_Directions for this task_
In the records below, the lines from the one containing "Logic lives in" through the last are to be reproduced exactly and alone.

[Records to use Boundary: Start]

PR #1080, opened 2026-08-21
feat(runs): durable child-vs-parent diff over versioned contract (Fixes #1071)

### LINKED ISSUE #1071: runs child diff: compare a durable child run against its parent (learning-replay DIFF leg)
Follow-up to #594, filed per its first-slice scope ("Keep child diff and additional resume behavior under their owning follow-up issues"). The first slice landed in PR #1062 (`brigade runs child`, lineage recording, `runs show` display).

## Scope

Compare a durable child run against its parent (or two siblings sharing a parent) without mutating either side:

- lifecycle state
- worker results
- verification results
- outcome evidence

GraphTrail artifacts are compared only when both sides contain compatible snapshots; otherwise the diff states the skip instead of guessing.

This is the DIFF leg of the learning-replay loop (branch -> rerun -> diff -> feed the outcome ledger): the diff result should be capturable via `brigade outcome capture` so replay learnings feed ranking.

## Acceptance

- [ ] `brigade runs diff <child-run-id>` (name open to `runs child diff`) compares the child against its recorded parent using stored lineage; an explicit two-run form may compare siblings.
- [ ] Output ships as a versioned JSON contract consistent with the #1063 runs contracts, plus the human-readable default.
- [ ] All new payload strings pass through the `_clean_str` chokepoint (home-path redaction, bounds) established in #1063; the payload-walk needle test covers the new contract.
- [ ] GraphTrail snapshot comparison runs only when both sides have compatible snapshots; incompatible or absent snapshots produce a stated skip, not an error.
- [ ] Diff never mutates or invalidates parent, child, or siblings.
- [ ] Unknown, corrupt, or parentless run IDs fail cleanly with no partial output.

## Non-goals

- Automatic merge of child output into the parent (operator-controlled, per #594).
- Retention or cleanup changes.

solomonneas:
Fixes #1071

## What and why

Learning-replay DIFF leg: `brigade runs diff <child-run-id> [other]` compares a durable child against its recorded parent (or two siblings that share a parent) without mutating either side. Output is the versioned `brigade.run-diff.v1` contract plus a human-readable default.

Logic lives in `src/brigade/runs_diff.py` so `runs_cmd.py` stays untouched for concurrent work. Serializers reuse the #1063/#1064 `_clean_str` chokepoint (home-path redaction including Windows and regex edges, plus bounds) and the load-bearing `_merge_source` / `_allowlisted` pairing. GraphTrail snapshot attestations are compared only when both sides are compatible; otherwise the payload states `skipped` with `absent snapshots` or `incompatible snapshots`. Unknown, corrupt, or parentless run IDs fail closed with no JSON.

## Probe-review fixes (verification leg)

- `changed` is decided from verify-receipt content only: `status`, `command`, and `exit_code`.
- `run_id` and the `final.txt` digest are display-only. They do not drive changed/unchanged.
- Equal verify receipts with distinct verify ids and different `final.txt` contents report `unchanged`. A mismatch in status, command, or exit_code reports `changed`.
- The comparison walks the **full ordered receipt/command sequence**, not the first entry. A later receipt mismatch or a different receipt count reports `changed`.
- Putting `digest` back into `_VERIFY_CONTENT_FIELDS` makes the equal-receipt / different-final.txt test RED.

[Records to use Boundary: End]

_Task response_
Logic lives in `src/brigade/runs_diff.py` so `runs_cmd.py` stays untouched for concurrent work. Serializers reuse the #1063/#1064 `_clean_str` chokepoint (home-path redaction including Windows and regex edges, plus bounds) and the load-bearing `_merge_source` / `_allowlisted` pairing. GraphTrail snapshot attestations are compared only when both sides are compatible; otherwise the payload states `skipped` with `absent snapshots` or `incompatible snapshots`. Unknown, corrupt, or parentless run IDs fail closed with no JSON.

## Probe-review fixes (verification leg)

- `changed` is decided from verify-receipt content only: `status`, `command`, and `exit_code`.
- `run_id` and the `final.txt` digest are display-only. They do not drive changed/unchanged.
- Equal verify receipts with distinct verify ids and different `final.txt` contents report `unchanged`. A mismatch in status, command, or exit_code reports `changed`.
- The comparison walks the **full ordered receipt/command sequence**, not the first entry. A later receipt mismatch or a different receipt count reports `changed`.
- Putting `digest` back into `_VERIFY_CONTENT_FIELDS` makes the equal-receipt / different-final.txt test RED.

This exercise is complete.